* Exercise input:
Issue #791, opened 2021-03-04
Some numpy functions are missing thier printer in C


mostafaMamoni:
- [ ] mod
- [ ] norm
- [ ] matmul
- [ ] prod
- [ ] linspace
- [ ] where
- [ ] shape

**Language**
C

EmilyBourne:
Related to #789

EmilyBourne:
Are you sure about `shape` ? I think it is translated to a different object (e.g. a `PythonTuple` of `PyccelArraySize`) but I think it still can be translated

mostafaMamoni:
> Are you sure about `shape` ? I think it is translated to a different object (e.g. a `PythonTuple` of `PyccelArraySize`) but I think it still can be translated

i am not sure that's why i put it last, so it can be removed from the list.

yguclu:
What about `dot`? If we try to import it from Numpy we get this error:
```bash
ERROR at annotation (semantic) stage
pyccel:
 |error [semantic]: test_numpy.py [1]| Function 'dot' from module 'numpy' is not currently supported by pyccel (from numpy import dot)
```

EmilyBourne:
> @[yguclu](https://github.com/yguclu) yguclu pinned this issue [on 9 Apr 2021](https://github.com/pyccel/pyccel/issues/791#event-4572751020)

Most of the remaining functions require code to be written potentially both for Fortran and C. I think we should decide what our strategy should be for auto-translating modules to provide necessary code. This will probably require a meeting. I'm not sure we have time for that at the moment though. Should we unpin this issue in the meantime to free up the spot for issues that we want solved sooner?

yguclu:
We urgently need the function `np.sum` in order to run some of our benchmarks with the C printer. @jalalium Do you think you could have a look at it?

For now we just need something that works. In the future we will search for the most efficient implementation, which is robust with respect to the accumulation of round-off errors.

jalalium:
> We urgently need the function [`np.sum`](https://numpy.org/doc/stable/reference/generated/numpy.sum.html) in order to run some of our benchmarks with the C printer. @jalalium Do you think you could have a look at it?
> 
> For now we just need something that works. In the future we will search for the most efficient implementation, which is robust with respect to the accumulation of round-off errors.
> 
> For starters I would only support the single-argument case, i.e. `np.sum(a)`.

Sure, I will work on it right away!

PR #2562, opened 2026-02-02
Add C support for np.matmul

### LINKED ISSUE #244: Improvements in Matmul function
Now that the basic version is working in 2f9678ae106a98ba865830f12fd1386488141dcd and #235 we should 

1) add more tests with different shapes and order
2) make the two failing unit tests work:
https://github.com/pyccel/pyccel/blob/2f9678ae106a98ba865830f12fd1386488141dcd/tests/epyccel/test_arrays.py#L779-L808
3) check `shape` of the output carefully

### LINKED ISSUE #767: Numpy.matmul doesn't work for arrays with rank>2
**Describe the bug**
[see below](https://github.com/pyccel/pyccel/issues/767#issuecomment-815020738)

**To Reproduce**
```python
    @types('int[:,:,:]')
    def test_int(arr):
        from numpy import matmul, shape
        a = matmul(arr, arr)
        return a[0]
```

compilation error message:
```
   19 |     a = matmul(arr,arr)
      |               1
Error: 'matrix_a' argument of 'matmul' intrinsic at (1) must be of rank 1 or 2
```

**Expected behavior**
a generated code that works with arrays with rank>2 in Fortran.

**Language**
Fortran

**Additional context**
- The tests are needed for this case.
- [numpy-functions.md](https://github.com/pyccel/pyccel/blob/master/tutorial/numpy-functions.md) should be updated after resolving this issue.

EmilyBourne:
Improve `np.matmul` translation. Support for higher rank inputs is added which fixes #767. The associated tests close #244. A C printer is also added (see #791).

`matmul` can be called as a batched function but after unravelling the function call must still be 2D. To reflect this a new property is added `is_indexable` to indicate if an index can be inserted into the expression.

**Commit Summary**
- Add new `PyccelFunction.is_indexable` property
- Add `dtype` and `order` arguments to `NumpyMatmul`
- Handle the shape of a `matmul` call for a variety of shapes
- Handle unravelling of functions that operate on non-scalar values
- Add stc dependency to math stdlib
- Add `_inline_vecdot` method to `CCodePrinter` to avoid code duplication between `_print_NumpyVecdot` and `_print_NumpyMatmul` called with 1D arguments
- Add C support for matmul
- Remove unnecessary if block in semantic.py
- Add implementations of matrix multiplications in stdlib/math
- Enable C tests for matmul
- Don't test boolean matmul as this is not implemented in stdlib/math and is not very useful (to avoid a new type being introduced the number of int type tests is also reduced)
- Add tests with batches
- Use `arange` for matmul tests so the order is tested properly

### DIFF
--- a/tests/epyccel/test_arrays.py
+++ b/tests/epyccel/test_arrays.py
@@ -1977,9 +1977,9 @@ def test_array_float_1d_1d_prod(language):
 def test_array_float_2d_1d_matmul(language):
     f1 = arrays.array_float_2d_1d_matmul
     f2 = epyccel( f1 , language = language)
-    A1 = np.arange(6, dtype=float).reshape(3, 2) + 1
+    A1 = np.arange(1, 7, dtype=float).reshape(3, 2)
     A2 = np.copy(A1)
-    x1 = np.arange(2, dtype=float) + 30
+    x1 = np.arange(30, 32, dtype=float)
     x2 = np.copy(x1)
     y1 = np.empty([3])
     y2 = np.empty([3])
@@ -1991,9 +1991,9 @@ def test_array_float_2d_1d_matmul(language):
 def test_array_float_2d_1d_matmul_creation(language):
     f1 = arrays.array_float_2d_1d_matmul_creation
     f2 = epyccel( f1 , language = language)
-    A1 = np.arange(6, dtype=float).reshape([3, 2]) + 1
+    A1 = np.arange(1, 7, dtype=float).reshape([3, 2])
     A2 = np.copy(A1)
-    x1 = np.arange(2, dtype=float) - 10
+    x1 = np.arange(-10, -8, dtype=float)
     x2 = np.copy(x1)
     y1 = f1(A1, x1)
     y2 = f2(A2, x2)
@@ -2003,9 +2003,9 @@ def test_array_float_2d_1d_matmul_creation(language):
 def test_array_float_2d_1d_matmul_order_F_F(language):
     f1 = arrays.array_float_2d_1d_matmul_order_F
     f2 = epyccel( f1 , language = language)
-    A1 = np.arange(6, dtype=float).reshape([3, 2], order='F') + 1
+    A1 = np.arange(1, 7, dtype=float).reshape([3, 2], order='F')
     A2 = np.copy(A1)
-    x1 = np.arange(2, dtype=float) + 10
+    x1 = np.arange(10, 12, dtype=float)
     x2 = np.copy(x1)
     y1 = np.empty([3])
     y2 = np.empty([3])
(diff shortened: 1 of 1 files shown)


pyccel/stdlib/math/CMakeLists.txt
```diff
@@ -20,6 +20,7 @@ target_include_directories(pyc_math_c
 target_link_libraries(pyc_math_c
     PRIVATE
     m
+    stc
 )
```
yguclu: Should we not use the same indentation here as in the `if` case above?

pyccel/stdlib/math/pyc_math_c.c
```diff
@@ -122,3 +123,86 @@ extern inline int8_t py_floor_div_int8_t(int8_t x, int8_t y);
...
+PYC_MATVECMUL_TYPE(int16_t       , array_int16_t_2d       , array_int16_t_1d)
+PYC_MATVECMUL_TYPE(int32_t       , array_int32_t_2d       , array_int32_t_1d)
+PYC_MATVECMUL_TYPE(int64_t       , array_int64_t_2d       , array_int64_t_1d)
+PYC_MATVECMUL_TYPE(float         , array_float_2d         , array_float_1d)
+PYC_MATVECMUL_TYPE(double        , array_double_2d        , array_double_1d)
+PYC_MATVECMUL_TYPE(float_complex , array_float_complex_2d , array_float_complex_1d)
+PYC_MATVECMUL_TYPE(double_complex, array_double_complex_2d, array_double_complex_1d)
+
+#define PYC_VECMATMUL_TYPE(TYPE, TYPE2D, TYPE1D) \
+void pyc_vecmatmul_##TYPE(TYPE1D out, TYPE1D a, TYPE2D b) \
```
yguclu: Same question as above

yguclu (changes requested):
Thanks for this PR, it looks really good to me!

I just have a couple of comments

tests/epyccel/test_arrays.py
```diff
@@ -1974,21 +1974,12 @@ def test_array_float_1d_1d_prod(language):
...
-        pytest.param("fortran", marks = pytest.mark.fortran),
-        pytest.param("python", marks = pytest.mark.python)
-    ]
-)
 def test_array_float_2d_1d_matmul(language):
     f1 = arrays.array_float_2d_1d_matmul
     f2 = epyccel( f1 , language = language)
-    A1 = np.ones([3, 2])
-    A1[1,0] = 2
+    A1 = np.arange(6, dtype=float).reshape(3, 2)
```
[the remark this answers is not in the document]
EmilyBourne: No longer starting at 0 : b17e8dcbb2a49ead250ba0ee7bb473f9c7aa9e4d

* Problem to solve:
Make a tally of the lines in this data that include the string "accumulation", and answer with that tally alone.

* Answer below:
2